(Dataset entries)
[Start of Attachment]

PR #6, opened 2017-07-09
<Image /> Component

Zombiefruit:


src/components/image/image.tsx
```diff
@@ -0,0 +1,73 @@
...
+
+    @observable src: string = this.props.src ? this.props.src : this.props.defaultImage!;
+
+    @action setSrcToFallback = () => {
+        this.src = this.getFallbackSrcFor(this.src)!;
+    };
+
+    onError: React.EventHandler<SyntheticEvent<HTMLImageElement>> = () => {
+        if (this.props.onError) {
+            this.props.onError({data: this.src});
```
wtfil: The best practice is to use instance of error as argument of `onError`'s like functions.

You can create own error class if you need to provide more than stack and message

[End of Attachment]

What lines in the data above contain the word "onError"? Show them all.

◆ SOLUTION TO THE EXERCISE
+    onError: React.EventHandler<SyntheticEvent<HTMLImageElement>> = () => {
+        if (this.props.onError) {
+            this.props.onError({data: this.src});
wtfil: The best practice is to use instance of error as argument of `onError`'s like functions.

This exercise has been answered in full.